Fields with unknown measurement level

The Measurement Level alert is displayed when the measurement level for one or more variables (fields) in the dataset is unknown. Since measurement level affects the computation of results for this procedure, all variables must have a defined measurement level.

Scan Data. Reads the data in the active dataset and assigns default measurement level to any fields with a currently unknown measurement level. If the dataset is large, that may take some time.

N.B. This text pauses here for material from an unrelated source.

PR #1259, opened 2025-09-29
Add tomato, carrot, barley prop scenes

wjt:
Previously, these were placed in Fray's End by instancing bush.tscn,
then setting its sprite_frames and scale.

Assign Manually. Opens a dialog that lists all fields with an unknown measurement level. You can use this dialog to assign measurement level to those fields. You can also assign measurement level in Variable View of the Data Editor.

Since measurement level is important for this procedure, you cannot access the dialog to run this procedure until all fields have a defined measurement level.

This procedure pastes MLP command syntax.